# How does the amount of grain affect the Bow or shot??



## mike 66 (Jan 21, 2010)

what i think would be most important for you is you dont want to light of a arrow or a under-spine shaft for your bow example; say you have a 70 lb bow .never shoot a wood arrow in it. or a light under spine arrow.. when you release it the force of the energy from the bow will snap the arrow and the shaft might stick in your arm and come out your finger.the term grain is a measurement term also used on arrows to determine the weight of a shaft... the more weight the more kinetic energy you get, it also helps the bow absorb the energy making the bow more quiet.. but you loose speed, but you gain ke....we use the grains per inch to calculate the weight to get what we want.say i need a 450 grain arrow, at 28 inches, the shaft needs cut to get there so take 9.0 grains per inch off and you have...whatever..+fetching+tip+ inserts+nock+ insert=450 grains.. read up on kinetic energy, foc.spine, archers paradox. this will help you a lot.welcome to AT new guy...mike


----------



## aread (Dec 25, 2009)

Good advice from Mike! Make sure you have an arrow with enough weight. Ignore those who emphasize speed and recommend light arrows. Arrow speed is good, but it is way down the list. Heavier arrows are quieter and will penetrate better.
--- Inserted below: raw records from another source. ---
PR #3, opened 2020-06-29
Create GitHub Actions workflow for Go

codeblooded:
This commit adds a GitHub action as CI for test-infra.

### DIFF
--- a/.github/workflows/go.yml
+++ b/.github/workflows/go.yml
@@ -1,0 +1,56 @@
+name: Go
+
+on:
+  push:
+    branches: [ master ]
+  pull_request:
+    branches: [ master ]
+
+jobs:
+
+  build:
+    name: Build
+    runs-on: ubuntu-latest
+    steps:
+
+    - name: Set up Go 1.x
+      uses: actions/setup-go@v2
+      with:
+        go-version: ^1.14
+      id: go
+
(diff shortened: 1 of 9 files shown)


codeblooded:
Sure thing, @jtattermusch. I installed it on my fork. It detected some format issues, so I'll fix them and rebase to accurately test.

I also thought about splitting build, lint/format, vet and test into separate jobs that share the build cache. The last 3 would run in parallel after the build completes and it would report them as separate statuses in the PR. This may more quickly convey the problems and speed things up.

Also, should I pin goimports or golint to specific versions? They are at HEAD here.

jtattermusch:
> Sure thing, @jtattermusch. I installed it on my fork. It detected some format issues, so I'll fix them and rebase to accurately test.
> 
> I also thought about splitting build, lint/format, vet and test into separate jobs that share the build cache. The last 3 would run in parallel after the build completes and it would report them as separate statuses in the PR. This may more quickly convey the problems and speed things up.

We can start with the current form and adjust later as needed.
I'm not worried about test latency at this point as it looks like things will be fast enough at least for a start (and we can always improve)

> 
> Also, should I pin goimports or golint to specific versions? They are at HEAD here.

Can come as a future improvement.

There are 437.5 grains per ounce. For most purposes a few grains variation doesn't matter. But target archers try to build their arrows consistent to within 1/10 grain. Closer is better, but don't get too worked up over 10 or 15 grains variation.
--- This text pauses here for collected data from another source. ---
PR #4, opened 2020-07-01
Update service for Kubernetes client-go v0.18.x

codeblooded:
The Go team recommends using a context.Context as the first parameter to provide timeouts, deadlines and cancellation functions.

The previous versions of the Kubernetes libraries did not use contexts. The new versions (v0.18+) include contexts, introducing a backwards incompatibility.

This commit updates to v0.18.02. It changes the versions in go.mod and adds contexts to the orch package. This will make it easier to use kubebuilder to create a custom controller.

⚠️ This change may not be "supported" by stable versions of GKE. I have not yet noticed any issues and reverting is easy.


codeblooded:
Closing since kubebuilder is working with v17. Saving this commit for when v18 hits us in the next months/year.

If you want to really get into arrow design for hunting, read Dr Ashby's reports. You can find them on the Alaska Bowhunting Supply website and the Tradgang.com website. Dr Ashby spend many years studying how an arrow kills and how to make it more effective. His full set of reports is a great way to put yourself to sleep, but his final recommendations are mostly common sense, but with a few things that may surprise you. He is a strong proponent of heavy arrows.

It's difficult to build arrows that are too heavy, but it's pretty easy to build them that are light enough to damage your bow.

Hope this helps,
Allen


----------